Are you passionate about science and experience within regulatory affairs and drug development? We are now recruiting a Director, Clinical Regulatory Writing (CReW Program Lead).

In this role you will provide expert leadership to the delivery of the CVRM product pipeline through partnering with senior leaders to define and lead the global communications strategy. You will be a leader for clinical regulatory writing activities within the disease area for cross functional teams and external vendor partners.

This opportunity is available at our Gaithersburg, MD (USA) location. We expect employees to be on-site for a minimum of three days per week and are therefore unable to offer remote based working.

The Clinical Regulatory Writing team provides expert communications leadership to drug projects and authors strategically important clinical-regulatory documents that are label focused and align with project strategies, regulatory requirements, and communications best practices. We support the Company’s core therapeutic areas in all phases of clinical development. Our vision is to be an industry leading organization driving strategic communication excellence to achieve successful submissions and approvals.

Clinical Regulatory Writing Program Leads are often engaged in multiple, complex, and high priority programs simultaneously, acting as the lead clinical regulatory writer themselves and as a coach for other leads (eg, Submission Leads) and Clinical Regulatory Writers, being advocates for the team and creating an engaged and productive environment. Clinical Regulatory Writing Program Leads can operate across multiple indications within a single drug program or across different drug programs within the TA. The Clinical Regulatory Writing Program Lead develops communications strategies to guide these programs while advocating and developing best practices for document and submission delivery, representing strategic communications expertise in business process optimization and improvement initiatives, and supporting the growth and development of talent.
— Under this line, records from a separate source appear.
PR #837, opened 2026-01-09
MESMER-MTP: precipitation

sarasita:
- [ ] Closes #xxx
 - [ ] Tests added


mesmer/stats/_regularized_glm.py
```diff
@@ -0,0 +1,182 @@
...
+        closest_locations:
+            DataArray with dims (gridcell, closest_gridcells)
+        """
+
+        gridcells = tas.gridcell.values
+        months = tas.month.values
+
+        n_years = tas.sizes["year"]
+        n_closest = closest_locations.sizes["closest_gridcells"]
+        n_cov = 1 + 2 * n_closest
```
mathause: I have not looked at this in details but this is very use case specific - check if we could move this out of the function somehow.

mesmer/stats/_xarray_pipelines.py
```diff
@@ -0,0 +1,283 @@
...
+                coords = {
+                    self.feature_dim: self.feature_coords,
+                    "component": np.arange(param.shape[0]),
+                }
+            return xr.DataArray(param, dims=dims, coords=coords)
+        else:
+            return param
+
+
+# class XarrayPipeline:
```
mathause: can we delete this commented block?

mathause (commented):
You were not in the office therefore I ask here:

- What is the difference between the _example_mesmer_mtp_ and _example_mesmer_mtp_precipitation_ notebooks? I see that the first one does not load pr, but doesn't the "p" in "mtp" stand for precipitation?

- There seems to be two ways to calculate a PCA:
  1. the `fit_principal_components` function (which applies a `StandardScaler` and then the `PCA`); used in the _example_mesmer_mtp_ notebook.
  2. the `XarrayPipeline`, where you explicitely pass a `StandardScaler` and `PCA` as `steps`; used in the _example_mesmer_mtp_precipitation_ notebook

   Are these two ways equal? Do we need to keep both? Or which one can we remove?

mesmer/stats/_regularized_glm.py
```diff
@@ -0,0 +1,287 @@
...
+class FeaturewiseRuleGLM:
+    """
+    Feature-wise GLM with dynamic design rule for X per feature.
+    Supports multiple feature dimensions or none.
+    """
+
+    def __init__(
+        self,
+        design_rule,
+        alpha_grid,
```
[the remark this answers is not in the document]
sarasita: Mh... I suppose either way would be fine.

mathause:
scikit-learn does also seem to loop the all class attributes and collects the ones that end in `_` and do not start with an underscore:

https://github.com/scikit-learn/scikit-learn/blob/f3182980c56943664f6b1ff30e8d0c436bd7139e/sklearn/base.py#L361

PR #864, opened 2026-04-13
YeoJohnson: inverse_transform warn invalid

mathause:
- [x] Closes #859
 - [x] Tests added


mathause:
@yquilcaille/ @sarasita: Do you create emulations for MESMER-M for 'real' data? Could you run your emulations again and test if you get warnings for `yj_transformer.inverse_transform`?

See also https://github.com/MESMER-group/mesmer/issues/859#issuecomment-4236290052 for the range of combinations of lambda and data which yield valid back-transformations?

PR #1913, opened 2026-05-26
fix(desktop): normalize path separators for Windows file opening

### LINKED ISSUE #1869: Windows环境下，文件打开错误
**What happened**
默认在文件路径中使用/，windows下没有做转换，导致打开错误

Image

**Expected**
可以点击后打开文件

**Environment**
- Reasonix version (`0.51`):
- OS (Windows 11)

Bernardxu123:
## Description

Windows users encounter file opening failures when clicking Markdown file references or context panel file entries. The root cause is that file paths use forward slashes (`/`) from AI output, which are passed directly to `cmd.exe` via the Tauri `open_in_editor` command — `cmd.exe` does not handle forward slashes reliably on Windows.

### `desktop/src/Markdown.tsx` — `resolveAgainstWorkspace`
- Added Windows path detection via `ws.includes("\\")`
- Normalize forward slashes to backslashes in both relative and absolute path branches
- Previously, absolute paths (e.g. `C:/Users/.../file.tsx`) were returned unmodified

### `desktop/src/ui/context-panel.tsx` — `openContextFile`
- Same fix applied: detect Windows via workspace path, normalize `/` → `\\`
- Both relative-path construction and absolute-path early-return branches covered

### `desktop/src-tauri/src/main.rs` — `open_in_editor` (Windows branch)
- Added `path.replace('/', "\\")` as a safety net before passing to `cmd.exe`
- Only applies inside `#[cfg(windows)]`, zero impact on macOS/Linux

## Impact

- **Windows**: files now open correctly in configured editor (VS Code, Cursor, etc.) and via OS default opener
- **macOS/Linux**: not affected — the normalization condition `ws.includes("\\")` never triggers
- The Rust side is guarded by `#[cfg(windows)]` compile-time, so the code doesn't even exist on non-Windows builds

## Related

Closes #1869

### DIFF
--- a/desktop/src-tauri/src/main.rs
+++ b/desktop/src-tauri/src/main.rs
@@ -183,12 +183,14 @@ fn open_in_editor(command: String, path: String, line: Option<u32>) -> Result<()
     #[cfg(windows)]
     {
         // Spawn through cmd.exe so `.cmd` shims (code.cmd, cursor.cmd) resolve via PATH.
+        // Normalize forward slashes to backslashes — cmd.exe doesn't handle them reliably.
+        let normalized = path.replace('/', "\\");
         cmd = Command::new("cmd");
         cmd.arg("/c").arg(trimmed);
         if let Some(l) = line {
-            cmd.arg("-g").arg(format!("{}:{}", path, l));
+            cmd.arg("-g").arg(format!("{}:{}", normalized, l));
         } else {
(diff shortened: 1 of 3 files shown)


Bernardxu123:
CI failed due to HTTP 403 checkout error (GitHub infra). Recreating to retry.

The Clinical Regulatory Writing Program Leads in this role may also be line managers, accountable for coaching and mentoring their direct reports fairly and providing strategic direction and highlighting new opportunities at the individual and departmental level.

What You’ll Do:

• Provide expert leadership across a group of submissions or programs, overseeing the communication strategy.
• Drive the use and exploitation of information by sharing drug and disease-specific knowledge and experience across program and submission teams and through a network of Program Leads.
• Identify commonalities and differences in communication strategy, content and process across multiple programs or submissions, and optimize approaches.
• Influence stakeholders at the highest levels of the organization, eg, to establish best communications practices across a TA or Business Unit.
• Be a leader within the disease area or drug programs. Set clear direction while advising others and develop innovative solutions in highly complex situations (eg, drug programs with multiple indications/combinations).
• Lead submission activities when acting as a submission lead (eg, authoring clinical submission communication strategies) or lead authoring other key documents within a program.
• Review key submission documents across the continuum for consistency of messaging, as agreed with submission leads.
• Be relentless in pursuit of excellence, personally driven to improve standards across the business and provide relevant support and training to projects and vendors, as required.
• Continuously develop best practice for the Clinical Regulatory Writing organization. Actively coach and provide strategic steer to Clinical Regulatory Writers. Peer review, remove obstacles and proactively identify and mitigate risks.
• Represent Clinical Regulatory Writing on various improvement workstreams, business initiatives, and external activities and meetings by acting as a subject matter expert.
• Drive resourcing strategy within area of accountability. Directly interface with medical writing vendors in contracting and overseeing externalized work.
• Support recruitment and onboarding activities for new members of the group.

In Line management Role:

• Clearly communicate company and team objectives to the staff that they line manage.
• Manage performance development process and drive promotion and succession activities.
• Provide staff with opportunities for continuous learning and development through different project and non-project initiatives and through leading regular team and 1:1 discussions.
• Support group with risk and issue management and monitor metrics for performance, compliance, and workload (and react accordingly).
• Drive recruitment and onboarding activities for new members to the group.

Requirements:

• 10 years of active medical writing experience and a Master’s of Science, PhD is strongly preferred
• Thorough understanding of the oncology drug development and knowledge of oncology endpoints is a must
• Clinical interpretation skills, Stakeholder management, Multitasking, High-pressure/high-pace
• IND (Briefing documents, Clinical study protocols, Paediatric investigational plans, Phase 1 and 2 CSR)
• NDA (Phase 3 CSR, Module 2 Summaries)
• Health authority response (HAQ)
• Program management experience required
• Line management experience preferred and expected

AstraZeneca embraces diversity and equality of opportunity. We are committed to building an inclusive and diverse team representing all backgrounds, with as wide a range of perspectives as possible, and harnessing industry-leading skills. We believe that the more inclusive we are, the better our work will be. We welcome and consider applications to join our team from all qualified candidates, regardless of their characteristics. We comply with all applicable laws and regulations on non-discrimination in employment (and recruitment), as well as work authorization and employment eligibility verification requirements.